There is no doubt that systemic reforms against corruption are desperately needed in Tunisia, but the solution is to strengthen, not dismantle, democracy. Political and civil society actors must be unequivocal in their stance: we will not prop up a more authoritarian Tunisia. The country needs to root out corruption, not give absolute power to a single individual. Those suspected of corruption should be subject to due legal process.

Tunisia needs to appoint a new prime minister, but this is not enough. It needs a roadmap out of the crisis through a national political dialogue and institutional continuity. Even if discredited in the public eye, political parties and parliament cannot simply be upended. It is the votes of the Tunisians that should determine which new representatives are entrusted with helping them out of the crisis. A capable government needs to be formed with a broad consensus of political parties and civil society to help bolster the sluggish economy and address the ravages of the pandemic.

Two foreseeable scenarios

There are two foreseeable scenarios for Tunisia right now. One is the creation of a third republic. The first Tunisian republic began in 1959 and ended with the ouster of Ben Ali in January 2011. The second followed and was enshrined by the 2014 constitution. A third republic would require a referendum on a new political system and constitution as well as fresh parliamentary elections. If this occurs, Saied is likely to seek a constitution that enshrines a presidential system. Tunisia’s current parliamentary system is complex and has stalled progress, but it is much harder for a parliamentary system to pave the way to dictatorship than a presidential one.

The second possible scenario would be a return to constitutional legitimacy, namely by reinstating parliament and returning immunity to parliamentarians with the exception of those deemed by law as corrupt. This may also involve the appointment of a caretaker government to help the country out of the crisis and organise early legislative elections. In this scenario, Saied could seek a revised electoral law that makes it harder for smaller parties to win seats.

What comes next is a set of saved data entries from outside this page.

PR #1568, opened 2023-06-07
fix(desktop): correct date parsing in localized environment

### LINKED ISSUE #1524: Standalone/desktop app can't be started
## Description
```bash
omnesflo@gm0winl370:~/Téléchargements/AntaresWeb-ubuntu-2.14.0$ ./AntaresWeb/AntaresWebServer 
plyer/platforms/linux/notification.py:65: UserWarning: The Python dbus package is not installed.
Try installing it with your distribution's package manager, it is usually called python-dbus or python3-dbus, but you might have to try dbus-python instead, e.g. when using pip.
libpng warning: iCCP: CRC error
Process Process-1:
  File "logging/config.py", line 542, in configure
  File "logging/config.py", line 674, in configure_formatter
  File "logging/config.py", line 89, in _resolve
ModuleNotFoundError: No module named 'pythonjsonlogger'

The above exception was the direct cause of the following exception:

  File "multiprocessing/process.py", line 315, in _bootstrap
  File "multiprocessing/process.py", line 108, in run
  File "antarest/gui.py", line 21, in run_server
  File "antarest/main.py", line 185, in fastapi_app
  File "antarest/core/logging/utils.py", line 160, in configure_logger
  File "logging/config.py", line 808, in dictConfig
  File "logging/config.py", line 545, in configure
ValueError: Unable to configure formatter 'json'
^CTraceback (most recent call last):
  File "antarest/gui.py", line 95, in <module>
  File "antarest/gui.py", line 89, in main
KeyboardInterrupt
[112379] Failed to execute script 'gui' due to unhandled exception!
```

1. Download https://github.com/AntaresSimulatorTeam/AntaREST/releases/download/v2.14.0/AntaresWeb-ubuntu-2.14.0.zip
2. Uncompress
3. Make the executable executable (chmod +x)
4. See error above

## Possible Solution
I tried to install pythonjsonlogger, but it doesn't fix the issue. Probably the environments are different.

Add [pythonjsonlogger](https://pypi.org/project/python-json-logger/) to `requirements.txt` ?

Looking at the diff since v2.13.0 (which was working), it seems that this bug is related to this PR "feat: standardize log messsage formats (#1431)"

```diff
@@ -41,11 +38,29 @@ def configure_logger(config: Config) -> None:
         "formatters": {
             "console": {
                 "class": "antarest.core.logging.utils.CustomDefaultFormatter",
-                "format": "%(asctime)s - %(trace_id)s - %(threadName)s - %(name)s - %(ip)s - %(user)s - %(pid)s - %(levelname)s - %(message)s",
+                "format": (
+                    "[%(asctime)s] [%(process)s] [%(name)s]"
+                    " - %(trace_id)s"
+                    " - %(threadName)s"
+                    " - %(ip)s"
+                    " - %(user)s"
+                    " - %(levelname)s"
+                    " - %(message)s"
+                ),
             },
             "json": {
-                "class": f"{JsonFormatter.__module__}.{JsonFormatter.__name__}",
-                "format": "%(asctime)s - %(trace_id)s - %(threadName)s - %(name)s - %(ip)s - %(user)s - %(pid)s - %(levelname)s - %(message)s",
+                "class": "pythonjsonlogger.jsonlogger.JsonFormatter",
+                "format": (
```

## Environment

- [X] Production (desktop)
- [x] Staging
### Add any other context about the problem here.

- If applicable, provide the study ID that this issue relates to:
- Any relevant logs or error messages: [e.g. console outputs, stack traces]

- The date and time when the issue occurred: 17/05/2023
- Browser and version: Firefox
- Operating System: Ubuntu 20.04

laurent-laporte-pro:
Date parsing with `strptime(starting_month, "%B")` and date formatting with `strftime("%A")` depend on the locale, but the "FR" locale is used on the server.

We need to use locale-independent functions, as the configuration is in English.

### DIFF
--- a/antarest/study/storage/utils.py
+++ b/antarest/study/storage/utils.py
@@ -265,7 +265,7 @@ def assert_permission(
 
 MATRIX_INPUT_DAYS_COUNT = 365
 
-MONTHS = [
+MONTHS = (
     "January",
     "February",
     "March",
@@ -278,9 +278,9 @@ MONTHS = [
     "October",
     "November",
     "December",
-]
+)
 
-DAY_NAMES = [
+DAY_NAMES = (
     "Monday",
     "Tuesday",
     "Wednesday",
@@ -288,7 +288,7 @@ DAY_NAMES = [
     "Friday",
     "Saturday",
     "Sunday",
-]
+)
 
 
 def get_start_date(
--- a/antarest/study/storage/utils.py
+++ b/antarest/study/storage/utils.py
@@ -265,6 +265,31 @@ def assert_permission(
 
 MATRIX_INPUT_DAYS_COUNT = 365
 
+ENGLISH_MONTHS = [
+    "January",
+    "February",
+    "March",
+    "April",
+    "May",
+    "June",
+    "July",
+    "August",
+    "September",
+    "October",
+    "November",
+    "December",
+]
+
+ENGLISH_DAY_NAMES = [
+    "Monday",
+    "Tuesday",
+    "Wednesday",
+    "Thursday",
+    "Friday",
+    "Saturday",
+    "Sunday",
+]
+
 
 def get_start_date(
     file_study: FileStudy,
@@ -273,6 +298,7 @@ def get_start_date(
 ) -> MatrixIndex:
     """
     Retrieve the index (start date and step count) for output or input matrices
+
     Args:
         file_study: Study data
         output_id: id of the output, if None, then it's the start date of the input matrices
@@ -287,28 +313,27 @@ def get_start_date(
     start_offset = cast(int, config.get("simulation.start"))
     end = cast(int, config.get("simulation.end"))
 
-    starting_month_index = strptime(starting_month, "%B").tm_mon
+    starting_month_index = ENGLISH_MONTHS.index(starting_month.title()) + 1
     target_year = 2000
     while True:
         if leapyear == calendar.isleap(target_year):
             first_day = datetime(target_year, starting_month_index, 1)
-            if first_day.strftime("%A") == starting_day:
+            first_day_name = ENGLISH_DAY_NAMES[first_day.weekday()]
+            if first_day_name == starting_day.title():
                 break
         target_year += 1
 
-    start_offset_days = (
-        timedelta(days=start_offset - 1)
-        if output_id is not None
-        else timedelta(days=0)
+    start_offset_days = timedelta(
+        days=(0 if output_id is None else start_offset - 1)
     )
     start_date = (
         datetime(target_year, starting_month_index, 1) + start_offset_days
     )
     # base case is DAILY
     steps = (
-        end - start_offset + 1
-        if output_id is not None
-        else MATRIX_INPUT_DAYS_COUNT
+        MATRIX_INPUT_DAYS_COUNT
+        if output_id is None
+        else end - start_offset + 1
     )
     if level == StudyDownloadLevelDTO.HOURLY:
         steps = steps * 24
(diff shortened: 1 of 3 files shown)


antarest/study/storage/utils.py
```diff
@@ -265,6 +265,31 @@ def assert_permission(
 
 MATRIX_INPUT_DAYS_COUNT = 365
 
+ENGLISH_MONTHS = [
```
sylvlecl: We could remove "English", it's quite obvious: simply MONTH_NAMES ?

antarest/study/storage/utils.py
```diff
@@ -287,28 +313,27 @@ def get_start_date(
     start_offset = cast(int, config.get("simulation.start"))
     end = cast(int, config.get("simulation.end"))
 
-    starting_month_index = strptime(starting_month, "%B").tm_mon
+    starting_month_index = ENGLISH_MONTHS.index(starting_month.title()) + 1
```
sylvlecl: Should we have an explicit dict for months indexes, instead of relying on linear search and +1?
(or a Month class?)

antarest/study/storage/utils.py
```diff
@@ -265,6 +265,31 @@ def assert_permission(
...
+    "June",
+    "July",
+    "August",
+    "September",
+    "October",
+    "November",
+    "December",
+]
+
+ENGLISH_DAY_NAMES = [
```
sylvlecl: Same about "english"

antarest/study/storage/utils.py
```diff
@@ -287,28 +313,27 @@ def get_start_date(
...
 
-    starting_month_index = strptime(starting_month, "%B").tm_mon
+    starting_month_index = ENGLISH_MONTHS.index(starting_month.title()) + 1
     target_year = 2000
     while True:
         if leapyear == calendar.isleap(target_year):
             first_day = datetime(target_year, starting_month_index, 1)
-            if first_day.strftime("%A") == starting_day:
+            first_day_name = ENGLISH_DAY_NAMES[first_day.weekday()]
+            if first_day_name == starting_day.title():
```
sylvlecl: It seems to me it would be clearer to convert `starting_day` to a weekday integer instead:
we can then simply have the comparison:
```python
if first_day.weekday() == starting_day
```

antarest/study/storage/utils.py
```diff
@@ -325,12 +350,11 @@ def get_start_date(
...
 
     first_week_offset = 0
-    while True:
-        if (start_date + timedelta(days=first_week_offset)).strftime(
-            "%A"
-        ) == first_week_day:
+    for first_week_offset in range(7):
+        first_day = start_date + timedelta(days=first_week_offset)
+        first_day_name = ENGLISH_DAY_NAMES[first_day.weekday()]
+        if first_day_name == first_week_day.title():
```
sylvlecl: Same as above about weekday comparison: would be clearer based on integer representation, in my opinion.
Actually here we could just substract the 2 weekdays to get the offset, I guess,with an additional `% 7`. Not sure it's clearer though. We could have a small named method to clarify.

antarest/study/storage/utils.py
sylvlecl: Note: I was wondering if antares simulator was based on locale or not.

It is not, it has the names hard coded like here, so this is the right solution.
Simulator reads months from case-insensitive month names.

sylvlecl (approved):
Ok for me, some minor suggestions for code clarity though.

sylvlecl:
Note for later work: those calendar operations should be isolated in a dedicated module, and tested separately.

antarest/study/storage/utils.py
laurent-laporte-pro: I remove "English"

antarest/study/storage/utils.py
laurent-laporte-pro: The algorithm is based on searching a mathing day name (not day offset).
What do you mean? Any suggestion?

antarest/study/storage/utils.py
laurent-laporte-pro: There is no performance issue for a list of size 12 (or 7 with days).
To me the code is clear enough. The difference : we may have `IndexError` instead of `KeyError`.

Parties currently need to get at least 3% of the vote to be represented in parliament, but the president could push for this to be amended to 5%. Proponents argue that this would lead to a less fractured parliament and thus make reaching consensus easier. Critics say it would alienate smaller parties and their voters.

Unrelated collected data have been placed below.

PR #1577, opened 2023-06-09
feature(api): add support for Microsoft Office documents in API

### LINKED ISSUE #1573: Add Support for Microsoft Office documents in Antares Web API
## Problem Statement

The Script team uses tools to generate studies in order to run simulations from Antares Web. Additional Microsoft Office Excel files are stored in the User directory. For example, an Excel sheet named "synthesys_windSolar.xlsx" is generated in the "/user/wind_solar" directory.

In order to standardize the development done in the R language, the Script team wants to use the Antares Web API instead of directly reading and writing files on the disk.

The current version of Antares Web allows reading and updating files using GET, POST, and PUT requests by specifying a path to the desired file. GET requests can also list the contents of directories, thus indicating the existence of files.

However, in the case of reading, only files in JSON format can be retrieved. In other words, it is not possible to read Microsoft Office files. Currently, the GET request `/v1/studies/{uuid}/raw` only provides JSON files.

This request proposes adding support for Microsoft Office formats when reading and writing documents in Antares Web.

Example URL: `/v1/studies/9cbd21b4-f9af-416f-8076-88173b1858b3/raw?path=%2Fuser%2Fwind_solar&depth=3&formatted=true`

image

## Proposed Solution

Detect the file's MIME type based on the path in the `raw_studies_blueprint.get_study` function.

The workaround is to use the JSON format instead of Excel.

laurent-laporte-pro:


laurent-laporte-pro:
Reprendre le message de commit pour le commit de PR : "fix(api): study data retrieval now considers document types, enabling retrieval of Microsoft Office documents. Binary data support has also been enhanced".

tests/integration/raw_studies_blueprint/assets/user/folder/example.txt
```diff
@@ -0,0 +1,24 @@
+Dans la douce clarté du matin enchanté,
```
MartinBelthle, line 1: We should probably write examples in English don't you think ? This also applies to other examples in the same folder

antarest/study/web/raw_studies_blueprint.py
```diff
@@ -59,26 +104,42 @@ def get_study(
...
-            separators=(",", ":"),
-        ).encode("utf-8")
-        return Response(content=json_response, media_type="application/json")
+            resource_path = pathlib.Path(path)
+            suffix = resource_path.suffix.lower()
+            content_type, encoding = CONTENT_TYPES.get(suffix, (None, None))
+            if content_type == "application/json":
+                # Use `JSONResponse` to ensure to return a valid JSON response
+                # that checks `NaN` and `Infinity` values.
+                output = json.loads(output)
```
MartinBelthle: To be sure I've understood, if there's a NaN in the JSON, the back end used to allow it and the check was done on the front end. But with this development, the front end will always receive a valid JSON or an exception. But is this exception caught in the front end ?

tests/integration/raw_studies_blueprint/assets/user/folder/example.txt
laurent-laporte-pro: No, I would like to check accentuated characters.

antarest/study/web/raw_studies_blueprint.py
laurent-laporte-pro: In case of error, we get a `ValueError`, for instance:

```python
>>> import json
>>> import math
>>> data = {"foo": math.nan}
>>> json.dumps(data, allow_nan=False)
  ...
ValueError: Out of range float values are not JSON compliant
```

This exception will raise a HTTP 500 error. But you're right, it might be better to raise a 422 error to indicate that the configuration data is invalid.

MartinBelthle: I let you do that and i will approve + merge the PR when done &#x1F642;

MartinBelthle (approved):

PR #1630, opened 2023-06-28
feat(commands): add ST-Storage commands

### LINKED ISSUE #1629: [ANT-706] Add ST-storage (variant) commands
## Problem statement

The purpose of this request is to add the `CreateSTStorage` and `RemoveSTStorage` commands for creating and deleting short-term storage. These commands are needed to implement the entry points for this new object (#1522). They are used both for managing a study variant and for a RAW study.

## Proposed solution

Create a new `CreateSTStorage` class which inherits from the `ICommand` class.

The attributes are :
- area_id: the unique identifier of the area containing this new short-term storage,
- storage_name: the name of the short-term storage,
- parameters: short-term storage configuration parameters (INI file),
- pmax_injection: the Pmax injection matrix (time series),
- pmax_withdrawal: Pmax withdrawal matrix (time series),
- lower_rule_curve: the min curve matrix (time series),
- upper_rule_curve: max curve matrix (time series),
- inflows: the inflows matrix (time series).

Create a new `RemoveSTStorage` class which inherits from the `ICommand` class.

Attributes are :
- area_id: the unique identifier of the area containing this new short-term storage,
- storage_id: the unique identifier of the short-term storage to be removed.

laurent-laporte-pro:
L'objectif de cette PR est d'ajouter les commandes `CreateSTStorage` et `RemoveSTStorage` nécessaires à la gestion des stockages court terme.

La gestion des matrices a été modifié pour ajouter les séries temporelles nécessaires aux stockages court terme.

L'implémentation de ces commandes nécessite un refactoring d'autres commandes comme la creation de zones, les cluster thermiques et renouvelable. Le refactoring vise principalement à améliorer l'implémentation ou le style de programmation afin d'en réduire la complexité (surconception).

Une confusion a été repérée entre les noms et les IDs des clusters thermiques et renouvelable. Ces anomalies sont signalées avec des `# fixme` facilement repérables dans le code. Elles ne sont pas corrigées, cela ferra l'objet d'une issue/PR.

Cette PR met aussi à jour la liste des commandes dans la documentation. À ce niveau, il y a encore du travail à faire, mais cela ferra l'objet d'une autre User Story.

On a aussi ajouté de la documentation dans le code source (doccstrings) afin d'améliorer la maintenabilité et la compréhension du code pour les développeurs.

### DIFF
--- a/antarest/study/storage/variantstudy/model/command/create_st_storage.py
+++ b/antarest/study/storage/variantstudy/model/command/create_st_storage.py
@@ -1,0 +1,482 @@
+import json
+from typing import Any, Dict, List, Optional, Tuple, Union, cast
+
+import numpy as np
+from antarest.core.model import JSON
+from antarest.matrixstore.model import MatrixData
+from antarest.study.business.enum_ignore_case import EnumIgnoreCase
+from antarest.study.storage.rawstudy.model.filesystem.config.model import (
+    Area,
+    FileStudyTreeConfig,
+    STStorage,
+    transform_name_to_id,
+)
+from antarest.study.storage.rawstudy.model.filesystem.factory import FileStudy
+from antarest.study.storage.variantstudy.business.matrix_constants_generator import (
+    GeneratorMatrixConstants,
+)
+from antarest.study.storage.variantstudy.business.utils import (
+    strip_matrix_protocol,
+    validate_matrix,
+)
+from antarest.study.storage.variantstudy.model.command.common import (
+    CommandName,
+    CommandOutput,
+)
+from antarest.study.storage.variantstudy.model.command.icommand import (
+    MATCH_SIGNATURE_SEPARATOR,
+    ICommand,
+)
+from antarest.study.storage.variantstudy.model.model import CommandDTO
+from pydantic import BaseModel, Extra, Field, root_validator, validator
+from pydantic.fields import ModelField
+
+# minimum required version.
+REQUIRED_VERSION = 860
+
+MatrixType = List[List[MatrixData]]
+
+
+class STStorageGroup(EnumIgnoreCase):
+    """
+    This class defines the specific energy storage systems.
+
+    Enum values:
+        PSP_OPEN: Represents an open pumped storage plant.
+        PSP_CLOSED: Represents a closed pumped storage plant.
+        PONDAGE: Represents a pondage storage system (reservoir storage system).
+        BATTERY: Represents a battery storage system.
+        OTHER: Represents other energy storage systems.
+    """
+
+    PSP_OPEN = "PSP_open"
+    PSP_CLOSED = "PSP_closed"
+    PONDAGE = "Pondage"
+    BATTERY = "Battery"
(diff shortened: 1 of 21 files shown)


laurent-laporte-pro:
I've just switched my feature branch to the development branch to take into account the update regarding the use of Antares Solver 8.6.1.

antarest/study/storage/variantstudy/model/command/create_st_storage.py
```diff
@@ -0,0 +1,381 @@
...
+        """The normalized version of the storage's name used as the ID."""
+        return self.parameters.id
+
+    @property
+    def storage_name(self) -> str:
+        """The label representing the name of the storage for the user."""
+        return self.parameters.name
+
+    @validator(*_MATRIX_NAMES, always=True)
+    def register_matrix(
```
sylvlecl, line 101: I think it's a design issue that storing the matrix in the matrix service is part of the validation process.

It makes this process hidden inside the validation, which should be more focused and short-duration.

In particular, if for any reason we encounter an exception while writing the matrix to store, there is chances that the user receives a 4** error, whereas it's not an input problem.

Also, this mechanism does not allow us to type the model as strongly as possible:
from what I understand, after validation, we will only have matrix IDs, not matrix data, which does not appear into the model typing.

antarest/study/storage/variantstudy/model/command/create_st_storage.py
```diff
@@ -0,0 +1,381 @@
...
+    # =====================
+
+    command_name = CommandName.CREATE_ST_STORAGE
+    version = 1
+
+    # Command parameters
+    # ==================
+
+    area_id: str = Field(description="Area ID", regex=r"[a-z0-9_(),& -]+")
+    parameters: STStorageConfig
```
sylvlecl, line 68: Although it's important to introduce a stronger model than in existing commands, it will be a design issue in the long run to use the same model all the way from file storage to API.

We will need to separate layers at some point. We should probably have at least 2 layers, maybe 3:
- one for the file format
- one for the business model (in-memory representation)
- possibly one more for the API (DTOs)

This separation will:
- be needed when we want to have another storage strategy than the current file format (database, other format ...).
- allow us to have a better user facing model, without being constrained by the current file format.

sylvlecl (approved):
Just raising some design question for future improvements.

antarest/study/storage/variantstudy/model/command/create_st_storage.py
laurent-laporte-pro: You are right. Matrices are optionals.

antarest/study/storage/variantstudy/model/command/create_st_storage.py
laurent-laporte-pro: The separation between the file format and the business model is a hard work, but we (with Florian) have some good ideas for the future.

An effort is done here to separate the File format and the DTO. But again, this is a work in progress…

Regardless of which scenario plays out, Tunisians need guarantees that their democracy will not be demolished. So far, early signs warrant concern. The day after Saied’s power grab, security forces raided the offices of Al Jazeera, which is seen as sympathetic to Ennahda. A few days later, independent Tunisian MP Yassine Ayari, an outspoken critic of the government and military, was sentenced to two months in jail by a military court. He became the first MP to be prosecuted since Saied lifted parliamentary immunity.

Accountability, human rights, and rule of law must be preserved in Tunisia. These are essential for keeping in check authoritarian drift by the president and overseeing reforms launched by any incoming cabinet. Tunisians need assurances that new elections will take place without intimidation and that there will be no disruptions to the normal procedures of changing the constitution.

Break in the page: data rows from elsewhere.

PR #1647, opened 2023-07-13
refactor: refactoring of unit tests and Model improvement

laurent-laporte-pro:
This pull request proposes several changes aimed at improving code quality and readability.

- **Unit Test Correction (`test_exporter.py`):** I simplified the unit tests to make the code more concise and easier to maintain.

- **Conftest.py Enhancements:** I performed refactorings and added type annotations to improve code readability.
  Additionally, I updated these files to enhance the calculation of the project's root path.

- **Model Modifications (`tasks`):** I made changes to the existing PyDantic models to prevent inadvertent attribute creation.

- **Service Refactoring:** I made a minor modification to improve code readability in the relevant service.

Goal: improve code quality and maintainability.

### DIFF
--- a/tests/conftest.py
+++ b/tests/conftest.py
@@ -5,6 +5,7 @@ from pathlib import Path
 from typing import Any, Callable, Dict, List, cast
 
 import numpy as np
+import numpy.typing as npt
 import pytest
 from antarest.core.model import SUB_JSON
 from antarest.core.utils.fastapi_sqlalchemy import DBSessionMiddleware, db
@@ -22,9 +23,9 @@ def project_path() -> Path:
     return PROJECT_DIR
 
 
-def with_db_context(f):
+def with_db_context(f: Callable[..., Any]) -> Callable[..., Any]:
     @wraps(f)
-    def wrapper(*args, **kwargs):
+    def wrapper(*args: Any, **kwargs: Any) -> Any:
         engine = create_engine("sqlite:///:memory:", echo=False)
         Base.metadata.create_all(engine)
         # noinspection SpellCheckingInspection
@@ -39,7 +40,7 @@ def with_db_context(f):
     return wrapper
 
 
-def _assert_dict(a: dict, b: dict) -> None:
+def _assert_dict(a: Dict[str, Any], b: Dict[str, Any]) -> None:
     if a.keys() != b.keys():
         raise AssertionError(
             f"study level has not the same keys {a.keys()} != {b.keys()}"
@@ -48,7 +49,7 @@ def _assert_dict(a: dict, b: dict) -> None:
         assert_study(v, b[k])
 
 
-def _assert_list(a: list, b: list) -> None:
+def _assert_list(a: List[Any], b: List[Any]) -> None:
     for i, j in zip(a, b):
         assert_study(i, j)
 
@@ -65,7 +66,10 @@ def _assert_others(a: Any, b: Any) -> None:
         raise AssertionError(f"element in study not the same {a} != {b}")
 
 
-def _assert_array(a: np.ndarray, b: np.ndarray) -> None:
+def _assert_array(
+    a: npt.NDArray[np.float64],
+    b: npt.NDArray[np.float64],
+) -> None:
     if not (a == b).all():
         raise AssertionError(f"element in study not the same {a} != {b}")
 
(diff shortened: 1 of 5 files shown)


tests/conftest.py
```diff
@@ -1,31 +1,31 @@
...
-
 from antarest.core.model import SUB_JSON
 from antarest.core.utils.fastapi_sqlalchemy import DBSessionMiddleware, db
 from antarest.dbmodel import Base
+from sqlalchemy import create_engine  # type: ignore
 
-project_dir: Path = Path(__file__).parent.parent
-sys.path.insert(0, str(project_dir))
+# fmt: off
+HERE = Path(__file__).parent.resolve()
```
MartinBelthle, line 16: Not sure why we change the old behavior, i find the new way of setting the PROJECT_DIR more complicated.

tests/conftest.py
```diff
@@ -66,7 +66,10 @@ def _assert_others(a: Any, b: Any) -> None:
         raise AssertionError(f"element in study not the same {a} != {b}")
 
 
-def _assert_array(a: np.ndarray, b: np.ndarray) -> None:
+def _assert_array(
+    a: npt.NDArray[np.float64],
```
MartinBelthle, line 70: When calling _assert_array line 92, we do this : ` isinstance(a, np.ndarray) ` so i do not understand why we expect this type `npt.NDArray[np.float64]`. We should probably harmonize the 2.

tests/storage/conftest.py
```diff
@@ -313,7 +294,7 @@ def add_task(
         custom_event_messages: Optional[CustomTaskEventMessages],
         request_params: RequestParameters,
     ) -> str:
-        action(self._create_notifier())
+        action(lambda message: None)
```
MartinBelthle, line 297: I understand why you removed the useless method but i fail to understand what this line achieved in the first place

tests/storage/integration/test_exporter.py
```diff
@@ -82,72 +79,64 @@ def assert_url_content(
...
-    [
-        (True, None, True),
-        (True, [], False),
-        (True, ["20201014-1427eco"], False),
-        (False, ["20201014-1427eco"], False),
-    ],
-)
+@pytest.mark.parametrize("outputs", [True, False, "prout"])
+@pytest.mark.parametrize("output_list", [None, [], ["20201014-1427eco"]])
+@pytest.mark.parametrize("denormalize", [True, False])
```
MartinBelthle, line 104: Why did you remove some cases ? The case `(True, ["20231014-1427-eco"], False)` seemed relevant to me

tests/conftest.py
laurent-laporte-pro: The method used to calculate the project's root directory is more intricate but offers greater reliability in the event of refactoring. For example, if you move the test file to a different directory or if a developer copies and pastes this code to another location, no modifications will be required. This approach is highly recommended for improved maintainability.

tests/conftest.py
laurent-laporte-pro: The change made in the function signature involves specifying the type of a parameter that expects a NumPy array.

`npt` is an abbreviation for the NumPy typing module, which provides enhanced type hints specifically for NumPy arrays. `npt.NDArray` represents a generic NumPy array, and `[np.float64]` specifies the element type of the array.

tests/storage/conftest.py
laurent-laporte-pro: Actually, `_create_notifier` is a function which returns a function that does nothing. This is the same as `lambda message: None` above. So, no need to use boilerplates, here.

tests/storage/integration/test_exporter.py
laurent-laporte-pro: Actually, I haven't removed the test cases, but rather added some. When you use several `@pytest.mark.parametrize` decorators in a row, they combine (it's a Cartesian product of each list with the others). All in all, we have 3 × 3 × 2 = 18 tests!

tests/conftest.py
MartinBelthle: I understand but isn't it weird that we can enter the function only checking if the parameter is a `np.ndarray` and not checking if `isinstance(a, npt.NDArray[np.float64])` ?

tests/storage/conftest.py
MartinBelthle: So why don't we delete this line `action(lambda message: None)` as the lambda function does nothing ?

tests/storage/integration/test_exporter.py
MartinBelthle: Oh okay i didn't know that they combined, nice  &#x1F603;

MartinBelthle (approved):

Tunisia’s civil society needs to pressure the leadership to return the country to the correct course. If we don’t, we will have been complicit in potentially compromising our fledgling democracy. We will also have been complicit in prolonging the woes of Tunisians because the current impasse will hinder the ability of the authorities to address the country’s dire economic and health troubles.

Let us all not forget the struggle of the Tunisian people towards building a progressive pluralistic society and raising the hopes of democratic aspirants across the Arab world. Civil society must defend public and private rights and freedoms. We must re-align with citizens’ right to self-determination through the ballot box. It is imperative to help Tunisia during this critical juncture before it is too late. Don’t let Tunisia’s democracy slip.